◆ **EXERCISE DESCRIPTION**: Check each line of the listing below for "nasty" and state how many lines contain it, with no other words.

◆ **RECORDS FOR THE EXERCISE**:

PR #10617, opened 2024-09-16
Sdl scope guard

akallabeth:
use RAII for SDL client cleanup code

### DIFF
--- a/client/SDL/SDL2/sdl_freerdp.cpp
+++ b/client/SDL/SDL2/sdl_freerdp.cpp
@@ -1167,6 +1167,54 @@ static void sdl_post_final_disconnect(freerdp* instance)
 		return;
 }
 
+static void sdl_client_cleanup(SdlContext* sdl, int exit_code, char* error_msg)
+{
+	WINPR_ASSERT(sdl);
+
+	rdpContext* context = sdl->context();
+	WINPR_ASSERT(context);
+
+	rdpSettings* settings = context->settings;
+	WINPR_ASSERT(settings);
+
+	sdl->rdp_thread_running = false;
+	bool showError = false;
+	if (freerdp_settings_get_bool(settings, FreeRDP_AuthenticationOnly))
+		WLog_Print(sdl->log, WLOG_INFO, "Authentication only, exit status %s [%" PRId32 "]",
+		           sdl_map_to_code_tag(exit_code), exit_code);
+	else
+	{
+		switch (exit_code)
+		{
+			case SDL_EXIT_SUCCESS:
+			case SDL_EXIT_DISCONNECT:
+			case SDL_EXIT_LOGOFF:
+			case SDL_EXIT_DISCONNECT_BY_USER:
+			case SDL_EXIT_CONNECT_CANCELLED:
+				break;
+			default:
+			{
+				std::lock_guard<CriticalSection> lock(sdl->critical);
+				if (sdl->connection_dialog && error_msg)
+				{
+					sdl->connection_dialog->showError(error_msg);
+					showError = true;
+				}
+			}
+			break;
+		}
+	}
+	free(error_msg);
+	if (!showError)
+		sdl_hide_connection_dialog(sdl);
+
+	sdl->exit_code = exit_code;
+	sdl_push_user_event(SDL_USEREVENT_QUIT);
+#if SDL_VERSION_ATLEAST(2, 0, 16)
+	SDL_TLSCleanup();
+#endif
+}
+
 /* RDP main loop.
  * Connects RDP, loops while running and handles event and dispatch, cleans up
  * after the connection ends. */
@@ -1189,49 +1237,12 @@ static DWORD WINAPI sdl_client_thread_proc(SdlContext* sdl)
 	BOOL rc = freerdp_connect(instance);
 
 	rdpContext* context = sdl->context();
+	WINPR_ASSERT(context);
+
 	rdpSettings* settings = context->settings;
 	WINPR_ASSERT(settings);
 
-	ScopeGuard guard(
-	    [&]()
-	    {
-		    sdl->rdp_thread_running = false;
-		    bool showError = false;
-		    if (freerdp_settings_get_bool(settings, FreeRDP_AuthenticationOnly))
-			    WLog_Print(sdl->log, WLOG_INFO, "Authentication only, exit status %s [%" PRId32 "]",
-			               sdl_map_to_code_tag(exit_code), exit_code);
-		    else
-		    {
-			    switch (exit_code)
-			    {
-				    case SDL_EXIT_SUCCESS:
-				    case SDL_EXIT_DISCONNECT:
-				    case SDL_EXIT_LOGOFF:
-				    case SDL_EXIT_DISCONNECT_BY_USER:
-				    case SDL_EXIT_CONNECT_CANCELLED:
-					    break;
-				    default:
-				    {
-					    std::lock_guard<CriticalSection> lock(sdl->critical);
-					    if (sdl->connection_dialog && error_msg)
-					    {
-						    sdl->connection_dialog->showError(error_msg);
-						    showError = true;
-					    }
-				    }
-				    break;
-			    }
-		    }
-		    free(error_msg);
-		    if (!showError)
-			    sdl_hide_connection_dialog(sdl);
-
-		    sdl->exit_code = exit_code;
-		    sdl_push_user_event(SDL_USEREVENT_QUIT);
-#if SDL_VERSION_ATLEAST(2, 0, 16)
-		    SDL_TLSCleanup();
-#endif
-	    });
+	ScopeGuard guard([&]() { sdl_client_cleanup(sdl, exit_code, error_msg); });
 
 	if (!rc)
 	{
--- a/client/SDL/SDL2/sdl_freerdp.cpp
+++ b/client/SDL/SDL2/sdl_freerdp.cpp
@@ -1167,7 +1167,7 @@ static void sdl_post_final_disconnect(freerdp* instance)
 		return;
 }
 
-static void sdl_client_cleanup(SdlContext* sdl, int exit_code, char* error_msg)
+static void sdl_client_cleanup(SdlContext* sdl, int exit_code, const std::string& error_msg)
 {
 	WINPR_ASSERT(sdl);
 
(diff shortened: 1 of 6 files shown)


hardening:
This PR has everything about the no gotos rule: so sure the scopeGuard thing when the cleanup part is short and limited make sense and is very convenient.

 But when it's like in `sdl_client_thread_proc` you replace something like:
```
    ...
    if (!do_the_job())
       goto terminate;
    ...
    if (!do_the_second_job())
       goto terminate;
terminate:
     ... 
     massive terminate block
     ....
```
So perfectly linear thing easy to read and understand, a very common way of doing things by:
```
   ScopeGuard guard(
	    [&]()
   {
     ... 
     massive terminate block
     ....
   }
    ...
    if (!do_the_job())
       return exit_code;
    ...
    if (!do_the_second_job())
       return exit_code;
```

So at function exit everything is done in your back: not explicit when you're looking at the code at the return statement position. And the treatment is not a trivial thing like just unsetting a lock like with a `scoped_lock`.
In terms of readability, you have first the last executed statement, so a bit confusing. So `ScopeGuard` is really useful, but in the case of `sdl_client_thread_proc` I feel like it introduces more confusion than the good old goto.

And to be more general: the no goto rule is something I've always heard from university teachers that had never done real projects. And when you hear about the justification for this rule, there was that, at the time, static analysers were not able to explore all possible execution paths and propagate variable usage tainting. There used to also have a "no early exit rule", because an early exit is an hidden goto.
You can have a reasonable usage of gotos that makes the code nicer and easier to read without going in the extreme of spaghetti programming. And the other extreme IMHO is always the last C++ZZZ standard, were the C++ committee pushes constructs that are very hard to read, very hard to understand, and at the end only a few people knows what really happens in terms of generated code: the exact definition of error-prone.

akallabeth:
> This PR has everything about the no gotos rule: so sure the scopeGuard thing when the cleanup part is short and limited make sense and is very convenient.
> 
not only then.

> But when it's like in `sdl_client_thread_proc` you replace something like:
> 
> ```
>     ...
>     if (!do_the_job())
>        goto terminate;
>     ...
>     if (!do_the_second_job())
>        goto terminate;
> terminate:
>      ... 
>      massive terminate block
>      ....
> ```
> 
> So perfectly linear thing easy to read and understand, a very common way of doing things by:
> 
> ```
>    ScopeGuard guard(
> 	    [&]()
>    {
>      ... 
>      massive terminate block
>      ....
>    }
>     ...
>     if (!do_the_job())
>        return exit_code;
>     ...
>     if (!do_the_second_job())
>        return exit_code;
> ```
> 
> So at function exit everything is done in your back: not explicit when you're looking at the code at the return statement position. And the treatment is not a trivial thing like just unsetting a lock like with a `scoped_lock`. In terms of readability, you have first the last executed statement, so a bit confusing. So `ScopeGuard` is really useful, but in the case of `sdl_client_thread_proc` I feel like it introduces more confusion than the good old goto.
> 

* well, it is done consistently at any exit point without exceptions (the odd one out here: `goto`)
* it is easy to understand if you are in `C++` as you know what a `ScopeGuard` (or `LockGuard`, ...) is 

the point you have is that the cleanup code should be moved to a function as it is way too complex (and it was way too complex before)

> And to be more general: the no goto rule is something I've always heard from university teachers that had never done real projects. And when you hear about the justification for this rule, there was that, at the time, static analysers were not able to explore all possible execution paths and propagate variable usage tainting. There used to also have a "no early exit rule", because an early exit is an hidden goto. You can have a reasonable usage of gotos that makes the code nicer and easier to read without going in the extreme of spaghetti programming. And the other extreme IMHO is always the last C++ZZZ standard, were the C++ committee pushes constructs that are very hard to read, very hard to understand, and at the end only a few people knows what really happens in terms of generated code: the exact definition of error-prone.

please stop that nonsense about smarter static analyzers.
the `goto` issues are real (fixed a lot of them in `FreeRDP` - and yes, in your code too)

it is about easy to avoid pitfalls like these nasty helper constructs: `goto` you need in `C` as there is no `RAII` possible there.
the code is exactly the same as before (the whole cleanup code) except for the small header of `ScopeGuard guard([&]() { ... });`

the whole point here is that if we keep on with ignoring warnings and issues like these then they pile up and nobody can find the issues buried beneath a ton of stuff that screams `too lazy to write properly`

hardening:
> it is easy to understand if you are in C++ as you know what a ScopeGuard

Well by `you are in C++` you don't describe a precise concept, most projects have a policy and choose to use some facilities of the C++ language and not others. At Qt: no exceptions, no massive and confusing template usage, etc... Except if I missed something I've seen such discussion were FreeRDP people would have agree on which aspects and constructs shall be used, and which shall be avoided as error-prone or too complicated.

So it's really easy to answer to your `too lazy to write properly` by `too lazy to question the rule`. In which context the rule has been written ? Is it valid in all cases (which could make it not to be enforced) ? What are the drawbacks of the rule ? Is it worth it ? 


And there's a more general question that is, is it a goal to drop all warnings in FreeRDP (even when there's clearly tools false positives) ? You even have made it a moving target as you've increased the warning level when fixing some warnings. We also have evidences of conflicting rules: you've "fixed" some warnings but these fixes show new warnings, so it seems like the rule set is not consistent.

I remember some years ago when you did a massive work with a PR that would have removed a warning about pointer casts, so that was making green buttons on the CI and compiler warnings. But on the other side, that was making the code horrible to read and fortunately @mfleisz and @nfedera brought you back to reality.

So is the future of FreeRDP a project where there's a very strict rule set mostly decided by you, and contributions must match these rules (or you ensure them afterward) ? Code readability is very low on the priority list, way after having green lights with warnings ? Checks are done even when not needed because "you need to do checks even when unnecessary , that always improves security". Some tools reports some annoying false positives, but as the tool as detected some legit bugs previously, the goal is to make the tool happy (the "it as detected real bugs previously" argument so it's not questionable).

So let's push that dystopia, we'll end up with FreeRDP being a project where the code will have 0 warnings but a poor readability. There will have unneeded self-checks in a lot of places because you never know. Contributors will be spammed by checkers of these rules when submitting a PR, and will have to comply to them. Not sure that I still wanna be part of that adventure. 

So I'm calling for an intermediate position where there's:
* more relaxed rules
* more human decisions with applying these rules instead of automating them
* perhaps have more linter/checker "shut up tags" in the code when the tool is at fault
* more discussions and consensus elaboration about these subjects

(figuring that this way too long and should have been a discussion instead of a PR comment)

akallabeth:
> > it is easy to understand if you are in C++ as you know what a ScopeGuard
> 
> Well by `you are in C++` you don't describe a precise concept, most projects have a policy and choose to use some facilities of the C++ language and not others. At Qt: no exceptions, no massive and confusing template usage, etc... Except if I missed something I've seen such discussion were FreeRDP people would have agree on which aspects and constructs shall be used, and which shall be avoided as error-prone or too complicated.
> 

well, we´re talking about basic `C++` concepts like `RAII` here - not exceptions, not template programming

> So it's really easy to answer to your `too lazy to write properly` by `too lazy to question the rule`. In which context the rule has been written ? Is it valid in all cases (which could make it not to be enforced) ? What are the drawbacks of the rule ? Is it worth it ?
>

keep to the language you´re programming in. No, `C++` is not `C` and keeping paradigms of `C` around complicates stuff.
 
> And there's a more general question that is, is it a goal to drop all warnings in FreeRDP (even when there's clearly tools false positives) ? You even have made it a moving target as you've increased the warning level when fixing some warnings. We also have evidences of conflicting rules: you've "fixed" some warnings but these fixes show new warnings, so it seems like the rule set is not consistent.
> 
> I remember some years ago when you did a massive work with a PR that would have removed a warning about pointer casts, so that was making green buttons on the CI and compiler warnings. But on the other side, that was making the code horrible to read and fortunately @mfleisz and @nfedera brought you back to reality.
>

no, that was creating a readable version of casts. having a single macro for a specific kind of cast is quite helpful as you also have a single point to modify it to your needs/compiler/...
(agree on that the first revisions were horrible, so some refinement is always appreciated)
 
> So is the future of FreeRDP a project where there's a very strict rule set mostly decided by you, and contributions must match these rules (or you ensure them afterward) ? Code readability is very low on the priority list, way after having green lights with warnings ? Checks are done even when not needed because "you need to do checks even when unnecessary , that always improves security". Some tools reports some annoying false positives, but as the tool as detected some legit bugs previously, the goal is to make the tool happy (the "it as detected real bugs previously" argument so it's not questionable).
> 

it is not some tool but your own compiler. yes, there are really nasty things in `C` but as we now run on more and more architectures each and every warning you see ends up a bug on one of them.
as for *readability* that I don´t agree with you there.
(you don´t like `unions` but really like the `!!val` bool conversion - I´d call that preference not readability) 
what we definitely need is less code repetition (as I´ve removed with the `GetFunctionPointerAs` for example, you now have a macro you can adjust to your needs/compiler/whatever instead of hundreds of places in the code you need to adjust - and a point for you, that macro still needs some refinement, but working on that.)

as for readability, I´m open to making it *readable*, but that does not mean to fall back to the first thing that comes to mind (lets reuse that error prone concept because been doing so forever)
 
> So I'm calling for an intermediate position where there's:
> 
>     * more relaxed rules
> 
so you do the check after each pull request manually?

>     * more human decisions with applying these rules instead of automating them
> 
so you do the check after each pull request manually?

>     * perhaps have more linter/checker "shut up tags" in the code when the tool is at fault
> 
already there (and being improved), but we´re talking about valid complaints of the compiler/linter here

>     * more discussions and consensus elaboration about these subjects
> 
> 
> (figuring that this way too long and should have been a discussion instead of a PR comment)
agree, we need to do some talk again, better sooner than later ^^

hardening:
`!!` is used by many projects including gnome and gtk (and very well defined behaviour for the compiler and C standard).

I feel like some other OSS projects have a much larger audience / targets than FreeRDP, but some code without all these tricks against readability, I'm wondering what we're missing here...

akallabeth:
> `!!` is used by many projects including gnome and gtk (and very well defined behaviour for the compiler and C standard).
> 
yes, and so is `union` - that is my point ;)

> I feel like some other OSS projects have a much larger audience / targets than FreeRDP, but some code without all these tricks against readability, I'm wondering what we're missing here...

we need to stick to plain `ISO C` for most as we want to support `MSVC` whereas the projects you mention use a lot of compiler specific extensions making life a lot easier.

client/SDL/SDL2/sdl_freerdp.cpp
```diff
@@ -1190,9 +1237,13 @@ static DWORD WINAPI sdl_client_thread_proc(SdlContext* sdl)
 	BOOL rc = freerdp_connect(instance);
 
 	rdpContext* context = sdl->context();
+	WINPR_ASSERT(context);
+
 	rdpSettings* settings = context->settings;
 	WINPR_ASSERT(settings);
 
+	ScopeGuard guard([&]() { sdl_client_cleanup(sdl, exit_code, error_msg); });
```
akallabeth, line 1245: @hardening hmm, this here might indeed need another refactoring.
thinking about it it would be a lot better to encapsulate the stuff in a function and call them one after the other.
e.g. the whole code doing `freerdp_connect` in one, `while (!freerdp_shall_disconnect_context(context))` in another and then before returning calling `sdl_client_cleanup`

so no need for a `ScopeGuard` any more and even better readable than before.

akallabeth:
@hardening updated the pr, now it is indeed easier to read and we don´t need the `ScopeGuard` for the thread loop anymore while still being safe with regards to resource cleanup.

◆ **TASK SOLUTION**: 2